Denote by $\psym$ the space of symmetric positive-definite $n \times n$ matrices, and by $\GLp$ the group of real $n \times n$ invertible matrices with positive determinant.

Let $P:\GLp \to \psym$ map each matrix $A$ to its unique positive factor in the polar decomposition, i.e. $P(A)=\sqrt{A^TA}$.

I am trying to find a nice "closed-form algebraic expression" for the differential $dP_A$, where $A \in \psym$ is symmetric positive-definite. (So I am fine with using positive square roots, but not integral formulas or vectorization operations like here or here).

In other words: I want to find a formula for $dP_A(B)$, where $A$ is positive-definite and $B$ is an arbitrary matrix. Here is a partial result:

$dP_A(B)=\operatorname{sym}(B) \iff B \in V_P:=\{B\in M_n \, | \, BP + P B^T=B^T P+ P B\}$.
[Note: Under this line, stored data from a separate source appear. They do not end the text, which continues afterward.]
PR #865, opened 2022-11-10
Remove source file and datadog-signing-keys package when removing the Agent

### LINKED ISSUE #847: remove_dd_agent recipe does not remove the apt source nor datadog-signing-keys package
We ran into an issue recently where some instances were reporting warnings when trying to perform apt updates:

```
W: An error occurred during the signature verification. The repository is not updated and the previous index files will be used. GPG error: http://apt.datadoghq.com/ stable Release: The following signatures couldn't be verified because the public key is not available: NO_PUBKEY 33EE313BAD9589B7
W: Failed to fetch http://apt.datadoghq.com/dists/stable/Release.gpg  The following signatures couldn't be verified because the public key is not available: NO_PUBKEY 33EE313BAD9589B7
W: Some index files failed to download. They have been ignored, or old ones used instead.
```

Proof: Differentiating $P^2=A^TA$ we get $ \dot PP + P \dot P = B^TA + A^TB.$ Since we assumed $A \in \psym$, we have $A=P$ at time $t=0$, so our equation becomes

$$ \dot PP + P \dot P = B^TP + PB,$$

and $\dot P$ is the unique solution of this equation. Now it is easy to verify that $\dot P=\operatorname{sym}(B)$ is a solution if and only if:

$$ \frac{B+B^T}{2}P + P \frac{B+B^T}{2} = P B + B^T P \iff BP + P B^T=B^T P+ P B \iff B \in V_p $$


Note that the presence of the "symmetrization operator" is natural here; $B \to dP_A(B)$ is something which eats arbitrary matrices and returns symmetric matrices. (We also have the special case where $B$ is symmetric, and then $dP_A(B)=B$; this is also immediate from the fact that $P_{\psym}=Id_{\psym}$ and $B \in T_A{\psym}$).

The result mentioned above does not cover all the cases, since in general $V_p \subsetneq M_n$.
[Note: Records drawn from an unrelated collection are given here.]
PR #874, opened 2022-12-16
Actually enforce `apt` and `yum` versions in the `metadata.rb` file

amenasria:
### What does this PR do?

This PR enforces the `apt` and `yum` versions in the `metadata.rb` file.

### Motivation

The `apt` and `yum` dependencies needed versions were explained in the `metadata.rb` file but just as comments:

```ruby
depends    'apt' # Use '< 6.0.0' with Chef < 12.9
depends    'yum', '>= 3.0' # Use '< 5.0' with Chef < 12.14
```

This was also described in the `README.md` file.

This is not really user-friendly neither the best way of doing so since we can just add some logic in the `metadata.rb` file to deal with these cases.

### DIFF
--- a/metadata.rb
+++ b/metadata.rb
@@ -22,13 +22,13 @@ issues_url       'https://github.com/DataDog/chef-datadog/issues'
   supports os
 end
 
-if Chef::VERSION.instance_of? String
-  # For Chef < 13.1.33 Chef::VERSION was a String
-  current_chef_version = Gem::Version.new(Chef::VERSION.to_f)
-else
-  # Else Chef::VERSION is already a VersionString
-  current_chef_version = Chef::VERSION
-end
+current_chef_version = if Chef::VERSION.instance_of? String
+    # For Chef < 13.1.33 Chef::VERSION was a String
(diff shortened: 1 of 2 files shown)


urseberry (approved):

metadata.rb
```diff
@@ -27,5 +27,17 @@
...
+# Use '< 6.0.0' with Chef < 12.9
+if Chef::VERSION < Gem::Version.new(12.9)
+  depends 'apt', '< 6.0'
+else
+  depends 'apt'
+end
+
+# Use '< 5.0' with Chef < 12.14
+if Chef::VERSION < Gem::Version.new(12.14)
+  depends 'yum', '< 5.0'
```
bkabrda, line 40: So this should be both >= 3.0 and < 5.0, right?

amenasria: Right ! Nice catch, fixed in [166fd1f](https://github.com/DataDog/chef-datadog/pull/874/commits/166fd1f0d6e36b6d1b5b13681b2638eb0039b760).

chouetz (approved):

Unfortunately, I couldn't come up with an expression for the general case. Since $dP_A$ is linear, and we always have $\sym \subseteq V_P$, it suffices to consider skew-symmetric matrices $B$ as inputs.
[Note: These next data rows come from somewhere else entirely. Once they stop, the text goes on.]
PR #877, opened 2023-01-12
Remove old rpm gpg key

amenasria:
### What does this PR do?

This PR removes an formerly used RPM GPG key because it's not used anymore.

### Motivation

It's not used anymore


bkabrda (approved):

amenasria:
Kitchen tests were realised manually 🫠

PR #1105, opened 2024-10-03
[NHUB-546] Upgrade commands to use async resources

eos87:
### Purpose
Update all the Newshub commands to use async resources as much as possible and leave them in a functional state.

### What has changed
- Updated all commands to use the async resources that are already available
- Adjust commands to use new `superdesk-core` commands cli api 
- Some of the commands have been reworked to make them actually run as they were broken

Resolves: [NHUB-546]

[NHUB-546]: https://sofab.atlassian.net/browse/NHUB-546?atlOrigin=eyJpIjoiNWRkNTljNzYxNjVmNDY3MDlhMDU5Y2ZhYzA5YTRkZjUiLCJwIjoiZ2l0aHViLWNvbS1KU1cifQ


newsroom/core/resources/service.py
```diff
@@ -34,3 +34,10 @@ async def on_deleted(self, doc: NewshubResourceModelType):
         if self.clear_item_cache_on_update:
             app = get_current_wsgi_app()
             app.cache.delete(str(doc.id))
+
+    async def find_items_by_ids(self, ids: list[str]) -> list[NewshubResourceModelType]:
```
MarkLark86, line 38: This would be best off being in the core AsyncResourceService, as this is not Newshub specific

newsroom/email.py
```diff
@@ -226,19 +231,23 @@ def get_language_template_name(template_name: str, language: str, extension: str
 TemplateKwargs = Dict[str, Any]
 
 
-# TODO-ASYNC: change this to use newsroom.users.model.UserResourceModel instead
+# TODO-ASYNC: change this to use newsroom.users.model.UserResourceModel only
```
MarkLark86, line 235: In my current task I am moving ALL resource models to `newsroom.types` module, so we can safely import types without circular dependency hell.

newsroom/email.py
```diff
@@ -226,19 +231,23 @@ def get_language_template_name(template_name: str, language: str, extension: str
...
-    user: User,
+    user: Union[User, "UserResourceModel"],
     template: str,
     template_kwargs: Optional[TemplateKwargs] = None,
     ignore_preferences=False,  # ignore user email preferences
     **kwargs: EmailKwargs,
 ) -> None:
     """Send an email to Newsroom user, respecting user's email preferences."""
+    if isinstance(user, BaseModel):
+        user = user.to_dict()
```
MarkLark86, line 245: `to_dict` is one of our methods and not from Pydantic, right? If that is the case, would be better to test for ResourceModel instead

MarkLark86 (approved):
Looks good, just a couple small comments and then you can merge (mainly moving the find by ids to core)

newsroom/email.py
eos87: Indeed. I initially used BaseModel because of circular reference but then I did workaround it with TYPE_CHECKING flag. Fixed now.

newsroom/core/resources/service.py
eos87: I'll add the method in separate PR in SD core and here too.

However, I don't see a clear pattern fur such matrices. In the simplest case of $n=2$, and

$$A=\begin{pmatrix} \sigma_1 & 0 \\\ 0 & \sigma_2 \end{pmatrix}, B=\begin{pmatrix} 0 & a \\\ -a & 0 \end{pmatrix}, \, \, \text{ where } \, \, \sigma_1 \ge \sigma_2 $$ a short calculation shows that

$$ \dot P=dP_A(B)=\begin{pmatrix} 0 & a\frac{\sigma_1-\sigma_2}{\sigma_1+\sigma_2} \\\ a\frac{\sigma_1-\sigma_2}{\sigma_1+\sigma_2} & 0 \end{pmatrix}=\frac{\sigma_1-\sigma_2}{\sigma_1+\sigma_2}\begin{pmatrix} 0 & a \\\ a & 0 \end{pmatrix}.$$

So, the map $B \to dP_A(B)$, considered as a map $\text{skew} \to \sym$ is of the form $\begin{pmatrix} 0 & a \\\ -a & 0 \end{pmatrix} \to c(A)\begin{pmatrix} 0 & a \\\ a & 0 \end{pmatrix}$, where $C(A)=\frac{\sigma_1-\sigma_2}{\sigma_1+\sigma_2}=\sqrt{1-4\frac{\det A}{(\text{tr}A)^2}}$ is a constant depending only on $A$.

I don't see an immediate way to write $\begin{pmatrix} 0 & a \\\ -a & 0 \end{pmatrix} \to \begin{pmatrix} 0 & a \\\ a & 0 \end{pmatrix}$ in "algebraic way", i.e. involving only matrix addition, multiplication, and square roots.